Other configuration options for volatile repositories:
# configuration options
# maximum number of entries to keep in memory
nifi.volatile.repository.options.flowfile.max.count=10000


# maximum number of bytes to keep in memory
nifi.volatile.repository.options.flowfile.max.bytes=1M

# maximum number of entries to keep in memory
nifi.volatile.repository.options.provenance.max.count=10000

# maximum number of bytes to keep in memory
nifi.volatile.repository.options.provenance.max.bytes=1M


# maximum number of entries to keep in memory
nifi.volatile.repository.options.content.max.count=100000

# maximum number of bytes to keep in memory
nifi.volatile.repository.options.content.max.bytes=1M

# limits locking for the content repository
nifi.volatile.repository.options.content.minimal.locking=true
Systems that have limited memory must be cognisant of the above options. Limiting the maximum count for the number of entries limits memory consumption but it also limits the number of events that can be stored. If you limit the amount of volatile content you are configuring, you may have excessive session rollback due to invalid stream errors that occur when a claim cannot be found.

Repository encryption

You can encrypt the repository starting with the CEM Agents 1.21.06 release.
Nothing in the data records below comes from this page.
PR #4696, opened 2020-12-31
WindowServer+MouseSettings: Add a configurable primary mouse button setting

IdanHo:
primary
This PR adds a configurable (via MouseSettings) primary mouse button setting in WindowServer which will eventually allow
us to accommodate left handed serenity os users, but considerable work has to be done in the various user-facing parts of serenity to switch from hardcoded is MouseButton::Left checks to is_primary checks (Should i start work on that in this PR or another one?).

Note: i feel like some parts of the code in this one are a bit awkward (especially in the UI side), so i'd be happy to hear code quality improvement suggestions :)

### DIFF
--- a/Applications/FontEditor/GlyphEditorWidget.cpp
+++ b/Applications/FontEditor/GlyphEditorWidget.cpp
@@ -89,14 +89,14 @@ void GlyphEditorWidget::mousedown_event(GUI::MouseEvent& event)
 
 void GlyphEditorWidget::mousemove_event(GUI::MouseEvent& event)
 {
-    if (event.buttons() & (GUI::MouseButton::Left | GUI::MouseButton::Right))
+    if (event.buttons() & (GUI::MouseButton::Primary | GUI::MouseButton::Secondary))
         draw_at_mouse(event);
 }
 
 void GlyphEditorWidget::draw_at_mouse(const GUI::MouseEvent& event)
 {
-    bool set = event.buttons() & GUI::MouseButton::Left;
-    bool unset = event.buttons() & GUI::MouseButton::Right;
+    bool set = event.buttons() & GUI::MouseButton::Primary;
+    bool unset = event.buttons() & GUI::MouseButton::Secondary;
     if (!(set ^ unset))
         return;
     int x = (event.x() - 1) / m_scale;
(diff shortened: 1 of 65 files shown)


tomuta:
The only comment I have would be that maybe it'd be nice to convert it over to GML.

awesomekling:
Hmm, when I think more about this, do we really need a separate flag for primary? Maybe we can just rename Left/Right to Primary/Secondary instead, and switch what WindowServer sends based on the setting?

IdanHo:
That's also a valid option, the main problem is things like the mouse demo, since it relies on the actual buttons, instead of just primary/secondary actions (since it displays the actual hardware button pressed as blue)

awesomekling:
The mouse demo can cheat by reversing the buttons depending on the setting ;)

IdanHo:
that works for me :P we can always add a "physical button" field later on if needed, btw, additional mouse buttons should be left untouched right? (So like primary, secondary, middle, back, forward)

awesomekling:
Yeah I think that makes sense :)

IdanHo:
This should be ready for a re-review, the Mouse Demo hack is a bit awkward, but hopefully most other apps wont need similar functionality.

Dexesttp:
The code seems good :) Not a big fan of the `.send_sync` and static_casts directly in MouseSettings and the Mouse demo, but there's instances of that everywhere already, and there's not much to do about it.

Maybe a better abstraction would be to replace the `GetPrimaryMouseButton() => (u32)` / `SetPrimaryMouseButton(u32) => ()` API with a more generic `GetMouseButtonForRawMouseButton(u32) => (u32)` / `SetMouseButtonForRawMouseButton(u32, u32) => ()` API. This would allow a more generic mapping between the different `WindowServer::RawMouseButton` enum values and the `MouseButton` event enum values.

It allows more flexibility - maybe too much, as you could theorically remap the "primary" button to something like the middle click button. But it should be less "set in stone" than just allowing it for the left/right buttons. It will also make the mouse demo code more consistent : you would have to call the method for each physical button you need, and then "remap" _all_ the incoming buttons to their physical equivalent.

IdanHo:
This has become quite stale, so ill close it for now, might return to it in the future

PR #4705, opened 2021-01-01
LibThread/LibPthread: Key destruction and Thread::join

ADKaster:
LibPthread: Destroy pthread_keys on thread/program exit

Currently, keys are destroyed either via global destructors, with the
s_key_destroyer object, or in exit_thread. exit_thread is invoked by
pthread_exit, and transitively by pthread_create, via the
pthread_create_helper that ensures all threads created with the pthread
API properly clean up for themselves when they exit gracefully.

A future patch might make s_key_destroyer a C++11 thread_local instead,
assuming we get thread_local and thread_local destructors working.

LibThread: Make Thread::join return the ret from pthread_join, and take a void* for the thread's return value.

Change the only caller of pthread_join to use the new and improved Thread::join API.

cc @bugaevc

### DIFF
--- a/Libraries/LibThread/Thread.cpp
+++ b/Libraries/LibThread/Thread.cpp
@@ -34,13 +34,15 @@ LibThread::Thread::Thread(Function<int()> action, StringView thread_name)
     , m_action(move(action))
     , m_thread_name(thread_name.is_null() ? "" : thread_name)
 {
+    register_property("thread_name", [&] { return JsonValue { m_thread_name }; });
+    register_property("tid", [&] { return JsonValue { m_tid }; });
 }
 
 LibThread::Thread::~Thread()
 {
     if (m_tid) {
-        dbg() << "trying to destroy a running thread!";
-        join();
+        dbgln("Destroying thread \"{}\"({}) while it is still running!", m_thread_name, m_tid);
+        [[maybe_unused]] auto res = join();
     }
 }
 
@@ -51,7 +53,7 @@ void LibThread::Thread::start()
         nullptr,
         [](void* arg) -> void* {
             Thread* self = static_cast<Thread*>(arg);
-            size_t exit_code = self->m_action();
+            int exit_code = self->m_action();
             self->m_tid = 0;
             return (void*)exit_code;
         },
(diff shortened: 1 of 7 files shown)


Libraries/LibThread/Thread.cpp
```diff
@@ -62,22 +62,13 @@ void LibThread::Thread::start()
...
     }
-    dbg() << "Started a thread, tid = " << m_tid;
+    dbgln("Started thread \"{}\", tid = {}", m_thread_name, m_tid);
 }
 
-void LibThread::Thread::join()
+int LibThread::Thread::join(void* thread_return)
 {
-    int rc = pthread_join(m_tid, nullptr);
+    int rc = pthread_join(m_tid, thread_return ? &thread_return : nullptr);
```
tomuta, line 70: This looks wrong. You probably want `void** thread_return` as the `Thread::join` argument and pass it through.

tomuta (changes requested):

Libraries/LibThread/Thread.cpp
ADKaster: Oh duh yeah, otherwise it just writes it to the local varaible.

ADKaster: Nice catch!

bugaevc:
Perhaps we could have something more flexible as `.join()`s return type than a plain `int`? Like make it a `Thread<T>` and make the body and `.join()` return `T`? Or perhaps we don't need that.

ADKaster:
> Perhaps we could have something more flexible as `.join()`s return type than a plain `int`? Like make it a `Thread<T>` and make the body and `.join()` return `T`? Or perhaps we don't need that.

Well, currently the int is the return value from pthread_join, which is either 0, or an errno value from the underlying syscall.

So, could do some kind of `Expected<T, system_error>` thing with it (and other syscall wrapping classes...) but as of right now there's only one caller of join() outside of the Thread destructor, and that caller doesn't even look at the return value it took the time to allocate stack memory for. 

I'm not sure Thread<T> would be the right thing, not sure most users would be creating a thread for the purpose of getting the return value out . templated join sounds like a reasonable idea for some use cases? Maybe an overload.

tomuta:
I think it'd be really nice if `.join()` would return the return value of an arbitrary thread function, including `void`.

PR #4772, opened 2021-01-03
recommendation for clang-10 on Ubuntu 18.04.x

shantanugadgil:
Recommendation for clang-10 on Ubuntu 18.04.x.

The user doesn't have to enable any extra repos for this.


ADKaster:
Is this the correct recommendation? The CI has switched to using clang-format-11, so any contributor who installs clang-10 and not clang-11 will likely be using the wrong clang-format version.

shantanugadgil:
This worked for me a month ago. I was able to compile and boot up a test vm.
The latest code with AK/Tests and Demos fails with nullptr_t vs nullptr, so clang-10 may also be inadequate now.
I didn't know the CI switching to clang-11, we can drop this PR. 👍

PR #4773, opened 2021-01-03
Add GML formatter

linusg:
This adds a GML formatter and uses it in Playground as well as a new clang-format-like Userland program (`gml-format`).

gml-formatter

image

---

I already added `gml-format` to Lagom, so we could easily integrate it into the CI linting step. (in fact this PR was inspired by the GML format bikeshedding happening in another PR)


linusg:
dammit refined-github stop replacing my PR titles with the first commit message :roll_eyes:

alimpfard:
live formatting wen?

nit: don't mess the input up when it can't be formatted, just don't format at all (or do your best to make things right when there's no ambiguity?)

linusg:
> nit: don't mess the input up when it can't be formatted, just don't format at all (or do your best to make things right when there's no ambiguity?)

the only time it can't be formatted is when the GML is invalid and that's already being checked...

alimpfard:
I assumed that second picture was showing the output (I thought that `<-- missing ...` was being inserted by the formatter), I guess that's part of the input ^^'

linusg:
> I assumed that second picture was showing the output (I thought that <-- missing ... was being inserted by the formatter), I guess that's part of the input ^^'

ohh, yeah it totally looks like an error message, very confusing!
but you're right, it's already part of the input :)

DevTools/Playground/main.cpp
```diff
@@ -300,6 +301,35 @@ int main(int argc, char** argv)
...
+                    GUI::MessageBox::Type::Warning,
+                    GUI::MessageBox::InputType::OKCancel);
+                if (result == GUI::MessageBox::ExecCancel)
+                    return;
+                break;
+            }
+        }
+        auto formatted_gml = GUI::format_gml(source);
+        if (!formatted_gml.is_null()) {
+            editor.set_text(formatted_gml);
```
alimpfard, line 323: Future change idea: Maybe the editor could have a formatter (just like a highlighter and completion provider), and we could later enable "format on save" or "format on change"?

Obviously not a requirements for this PR :P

You can provide the RocksDB-backed repositories with a key to request their encryption (using AES-256-CTR) in the conf/bootstrap.conf file:
nifi.flowfile.repository.encryption.key=805D7B95EF44DC27C87FFBC4DFDE376DAE604D55DB2C5496DEEF5236362DE62E
nifi.database.content.repository.encryption.key=
# nifi.state.management.provider.local.encryption.key=

In the above configuration, the first line makes the Flow File repository use the specified 256-bit key. The second line triggers the generation of a random 256-bit key persisted back into conf/bootstrap.conf, which the Content repository then uses for encryption. This way, you can request encryption without being concerned about what key to use. Finally, as the last line is commented out, it makes the state manager use plaintext storage and not trigger encryption.

When multiple repositories use the same directory (as with minifidb:// scheme), the repositories should either be all plaintext or all encrypted with the same key.